Caminé despacio hasta allí y abrí la puerta con extremo cuidado. Me imaginé una habitación mugrosa y llena de polvo, pero cuando por fin pude abrir las ventanas, que crujían en un llanto luego de tantos años cerradas, el poco polvo que había parecía ser una especie de magia flotante al proyectarse en la luz solar. Estaba cansada, hace mucho que no hacia tanto esfuerzo junto. Me senté en tu silla, frente a tu maquina de escribir y vi el mensaje que me dejaste en aquella hoja.
“El reloj, hija, en el reloj me encontraras…”
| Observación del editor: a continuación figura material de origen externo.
PR #334, opened 2024-04-24
Add Milvus database compatibility with the RAG recipe

Shreyanand:
This PR adds the following changes:

- Adds a shell script to deploy a standalone Milvus container on the local system
- Seperate the vector db management logic from rag_chat.py file
- Add a logic to switch between Milvus or Chromadb depending on what is being used

@MichaelClifford I need to add documentation around this but I have tested it on my system and it works. What should be the next things to check to make sure this is polished?


rhatdan:
@Shreyanand you need to sign your commits.

git commit -a --amend -s
git push --force

rhatdan:
@MichaelClifford PTAL

recipes/natural_language_processing/rag/app/manage_vectordb.py
```diff
@@ -0,0 +1,98 @@
...
+
+
+    # def has_collection(self):
+    #     # Implement logic to check if the VectorDB has a collection
+    #     print(f"Checking if collection {self.collection_name} exists in VectorDB...")
+    #     if self.vector_vendor == "chromadb":
+    #         hc = collection.count() < 1
+    #     elif self.vector_vendor == "milvus":
+    #         hc =
+    #     return hc
```
MichaelClifford: please remove this dead code

recipes/natural_language_processing/rag/app/manage_vectordb.py
```diff
@@ -0,0 +1,98 @@
...
+
+
+    def create_retriever(self):
+        # Implement logic to create and return a retriever object from the VectorDB
+        print("Creating retriever object from VectorDB...")
```
MichaelClifford: Remove this, doesn't appear to do anything.

recipes/natural_language_processing/rag/app/manage_vectordb.py
```diff
@@ -0,0 +1,98 @@
...
+                db = Milvus(
+                    e,
+                    collection_name=self.collection_name,
+                    connection_args={"host": self.host, "port": self.port},
+                )
+        return db
+    
+    def clear_db(self):
+        # Implement logic to clear the entire VectorDB
+        print(f"Clearing the entire VectorDB...")
```
MichaelClifford:
```suggestion
        print(f"Clearing VectorDB...")
```

recipes/natural_language_processing/rag/app/manage_vectordb.py
```diff
@@ -0,0 +1,98 @@
...
+                print("DB already populated")
+                db = Milvus(
+                    e,
+                    collection_name=self.collection_name,
+                    connection_args={"host": self.host, "port": self.port},
+                )
+        return db
+    
+    def clear_db(self):
+        # Implement logic to clear the entire VectorDB
```
MichaelClifford:
```suggestion

```

recipes/natural_language_processing/rag/app/manage_vectordb.py
```diff
@@ -0,0 +1,98 @@
...
+                for doc in documents:
+                    collection.add(
+                        ids=[str(uuid.uuid1())],
+                        metadatas=doc.metadata, 
+                        documents=doc.page_content
+                        )
+                print("DB populated")
+            else:
+                print("DB already populated")
+            db = Chroma(client=self.client,
```
MichaelClifford: Do we want to implement the same `.from_documents()` here like below with milvus? https://python.langchain.com/docs/integrations/vectorstores/chroma/

recipes/natural_language_processing/rag/app/rag_app.py
```diff
@@ -1,74 +1,61 @@
...
+vdb_vendor = os.getenv("VECTORDB_VENDOR", "chromadb")
 vdb_host = os.getenv("VECTORDB_HOST", "0.0.0.0")
 vdb_port = os.getenv("VECTORDB_PORT", "8000")
 vdb_name = os.getenv("VECTORDB_NAME", "test_collection")
 
+# Use the following defaults if using milvus db
+# vdb_vendor = os.getenv("VECTORDB_VENDOR", "milvus")
+# vdb_host = os.getenv("VECTORDB_HOST", "127.0.0.1")
+# vdb_port = os.getenv("VECTORDB_PORT", "19530")
+# vdb_name = os.getenv("VECTORDB_NAME", "test_collection")
```
MichaelClifford:
```suggestion

```

recipes/natural_language_processing/rag/app/rag_app.py
```diff
@@ -1,74 +1,61 @@
...
+    return docs
+
 
-vectorDB_client = HttpClient(host=vdb_host,
-                    port=vdb_port,
-                    settings=Settings(allow_reset=True,))
+def create_tmp_file():
+    with open(data.name, mode='wb') as w:
+        w.write(data.getvalue())
+    print(f"{data.name} uploaded")
```
MichaelClifford:
```suggestion

```
remove I don't see this being used anywhere.

recipes/natural_language_processing/rag/app/rag_app.py
```diff
@@ -1,74 +1,61 @@
...
-            metadatas=doc.metadata, 
-            documents=doc.page_content
-            )
-if data == None:
-    print("Empty VectorDB")
+if data != None:
+    with open(data.name, mode='wb') as w:
+        w.write(data.getvalue())
+    print(f"{data.name} uploaded")
+    documents = get_docs(data.name)
```
MichaelClifford: I think this will break on a permissions error if you try to write this file to disk in a container. See how we handled it with `tempfile` in this PR. https://github.com/containers/ai-lab-recipes/pull/330/files

recipes/natural_language_processing/rag/app/rag_app.py
```diff
@@ -1,74 +1,61 @@
...
 else:
-    print("DB already populated")
+    documents = get_docs("../sample-data/fake_meeting.txt")
```
MichaelClifford:
```suggestion

```
I don't think we want to reset `documents` to this hard coded value when `data == None`. I'd just print that the vdb is empty.

vector_dbs/milvus/milvus_standalone_embed.sh
MichaelClifford, line 1: Can we convert this to a makefile or add it to docs instead of using this sh file? Do we actually need anything besides the podman run command here?

MichaelClifford (changes requested):

MichaelClifford:
@Shreyanand You will also need to update `recipes/natural_language_processing/rag/app/Containerfile` to include your new `manage_vectordb.py` file

vector_dbs/milvus/Makefile
```diff
@@ -0,0 +1,55 @@
...
+
+LIB_MILVUS_DIR_MOUNTPATH := $(shell pwd)/volumes/milvus
+
+.PHONY: build
+build:
+	podman build --platform $(PLATFORM) -f Containerfile -t ${IMAGE} .
+
+.PHONY: run
+run:
+	podman run -d \
```
Gregory-Pereira: @Shreyanand I pulled this from your example, but the upstream script runs with `sudo`. I cannot find any reference to why it was put there / if it is actually required. Can you confirm that it ran worked as a standard user?

Gregory-Pereira (commented):
Did not have time to actually run the rag and make sure it works, I just focused on the DB parts and setting up the `Makefile`. I defer to Michael for the actual Rag and DB population bits.

vector_dbs/milvus/Makefile
Gregory-Pereira: Also @Shreyanand please sign your commits. I set DCO to pass just to see if that was blocking RAG tests from running but no dice there. Until then /hold

Shreyanand: @Gregory-Pereira I tried it without sudo and it worked on my local. I am updating the PR with the reviews and DCO checks.

rhatdan:
Needs a rebase.

recipes/natural_language_processing/rag/app/rag_app.py
Shreyanand: If `data == None` then what will the `retriever` object be? The app UI shows an error in the llm chain when it is none. However, once you upload the doc the error goes from the app. Do we want to keep that workflow? Or am I doing something wrong?

MichaelClifford: If there is no data, then the DB would be empty. The retriever would still get instantiated, just to an empty DB.  

I've not seen the error you are referencing.

In any case, I don't think defaulting to a hardcoded file name is the right solution.

Shreyanand: I looked into instantiating the retriever to an empty DB, will update it. 
Agreed on the hardcoded file name, that is not a viable solution.

rhatdan:
Also needs DCO
git commit -a --amend -s
git push --force

.github/workflows/rag.yaml
```diff
@@ -5,16 +5,16 @@ on:
...
+      - '.github/workflows/rag.yaml'
   push:
     branches:
       - main
     paths:
-      - ./recipes/common/Makefile.common
-      - ./recipes/natural_language_processing/rag/**
-      - .github/workflows/rag.yaml
+      - 'recipes/common/Makefile.common'
+      - '/recipes/natural_language_processing/rag/**'
```
Gregory-Pereira:
```suggestion
      - 'recipes/natural_language_processing/rag/**'
```

recipes/natural_language_processing/rag/app/rag_app.py
```diff
@@ -126,4 +98,4 @@ def read_file(file):
     response = chain.invoke(prompt)
     st.chat_message("assistant").markdown(response.content)    
     st.session_state.messages.append({"role": "assistant", "content": response.content})
-    st.rerun()
+    st.rerun()
```
Gregory-Pereira: linting
```suggestion
    st.rerun()

```

Gregory-Pereira (commented):
/lgtm, but 2 tiny nits

Gregory-Pereira (approved):
/lgtm

Gregory-Pereira:
Commit suggestions dont sign with DCO, major bummer. You will have to rebase those commit with signing. Personally I use: 
```
which gamens
gamens: aliased to git commit --amend --no-edit -S -s
```
Alternatively we can just set DCO to pass, but I would prefer stuff stay signed if possible.

vector_dbs/milvus/Makefile
MichaelClifford:
```suggestion
	podman run -it \
```
I'd prefer to see the container output by default

recipes/natural_language_processing/rag/README.md
```diff
@@ -4,7 +4,7 @@ This demo provides a simple recipe to help developers start to build out their o
...
 
-In order for the LLM to interact with our documents, we need them stored and available in such a manner that we can retrieve a small subset of them that are relevant to our query. To do this we employ a Vector Database alongside an embedding model. The embedding model converts our documents into numerical representations, vectors, such that similarity searches can be easily performed. The Vector Database stores these vectors for us and makes them available to the LLM. In this recipe we will use [chromaDB](https://docs.trychroma.com/) as our Vector Database.
+In order for the LLM to interact with our documents, we need them stored and available in such a manner that we can retrieve a small subset of them that are relevant to our query. To do this we employ a Vector Database alongside an embedding model. The embedding model converts our documents into numerical representations, vectors, such that similarity searches can be easily performed. The Vector Database stores these vectors for us and makes them available to the LLM. In this recipe we can use [chromaDB](https://docs.trychroma.com/) or [Milvus](https://milvus.io/) as our Vector Database.
```
MichaelClifford, line 7: @Shreyanand Since the recipe is defined in the ai-lab.yaml file and should only have One vectorDB. I think we should only reference Milvus here and move any mentions of chroma to a chroma readme. Also you should update the ai-lab.yaml file to reference this DB instead.

recipes/natural_language_processing/rag/app/rag_app.py
```diff
@@ -1,91 +1,68 @@
...
 import tempfile
-import uuid
+import streamlit as st
 import os
 
 model_service = os.getenv("MODEL_ENDPOINT","http://0.0.0.0:8001")
 model_service = f"{model_service}/v1"
 chunk_size = os.getenv("CHUNK_SIZE", 150)
 embedding_model = os.getenv("EMBEDDING_MODEL","BAAI/bge-base-en-v1.5")
+vdb_vendor = os.getenv("VECTORDB_VENDOR", "chromadb")
```
MichaelClifford, line 17: lets make milvus the new default.

vector_dbs/README.md
MichaelClifford, line 1: We should follow the same format as the `model_servers/ ` remove this doc, and add a README under each vectorDB directory with all the info to run it.

vector_dbs/milvus/Containerfile
```diff
@@ -0,0 +1,2 @@
+FROM docker.io/milvusdb/milvus:master-20240426-bed6363f
```
MichaelClifford, line 1:
```suggestion
FROM docker.io/milvusdb/milvus:master-20240516-5b27a0cd
```

recipes/natural_language_processing/rag/README.md
MichaelClifford, line 1: You should also add to the readme the step needed to run the application with the new vectorDB.  I think the Env Variables are a little different now.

Mis ojos, casi con vida propia, se dirigieron al antiguo reloj de piso que tenías al lado de la puerta. Su robusta madera brillaba y los artefactos internos seguían moviéndose al ritmo que le inventamos al tiempo. Me acerque a él con un magnetismo inexplicable. Por una parte, tenía sentido que hayas estado allí todo este tiempo, pero, por otro lado, no tenia coherencia alguna. Apoyé mi rugosa mano sobre la puertecilla del reloj, las manecillas se frenaron en seco y se desplego ante mí un mundo desconocido. Me sentí volar hacia un enorme bosque con grandes claros de agua donde muchas mujeres se bañaban, nadaban, jugaban carreras, hacían chapuzones. Se me entumecían las mejillas de sonreír. Se me cansaron los ojos de buscarte. Me descalce y aunque se veía irreal, se sentía la firmeza del césped en mi tacto. Todo tenía un resplandeciente brillo a su alrededor. Las flores de los cerezos me hipnotizaron por un rato hasta que escuche unas carcajadas que llevaron mis oídos y ojos hacia la izquierda, donde había muchas jugando al buraco, al ajedrez o a la canasta. Otras jugando al truco o al chinchón sobre delicadas mesas de hierro modelado. Algunas vestían gigantes vestidos y muchas otras jeans, tops y zapatillas. Algunas tomaban tragos de autora y otras un té. Mi mente no comprendía. Me asuste. Quise volver atrás pero ahí estaba, yo misma dibujada en tu bastidor como si fuera un espejo y vos dándome la espalda, terminando los detalles de tu obra. El atardecer comenzaba a asomarse en frente tuyo.
Suavemente apoye mi mano en tu hombro. Sentí una especie de electricidad que recorrió mi cuerpo entero y libero una congoja, guardada por años en mi garganta. Mis pesadas y confundidas lagrimas caían en la tela del vestido que cubría tu hombro. Tu vestido favorito, el celeste que hacía resaltar tu pelo castaño que, como siempre que pintabas, lo tenías en un moño bajo que te hacías con uno de tus tantos pinceles. Seguías teniendo la edad que tenías cuando te fuiste. Estabas bellísima. No giraste a verme, pero posaste tu mano izquierda sobre la mía y la apretaste con ese cariño que nos caracterizaba. Aterciopelada, escuché de tu voz entre suspiros: “Pensé que nunca vendrías”. Mi piel se erizo por completo. No pude frenar el impulso de abrazarte. Tus besos en mis manos fueron la rompiente de mi mar interno. Juntas, con edades incongruentes, nos pasmamos mirando el poniente del sol. El ocaso había llegado y no podría haber elegido una mejor manera de mirarlo que contigo a mi lado.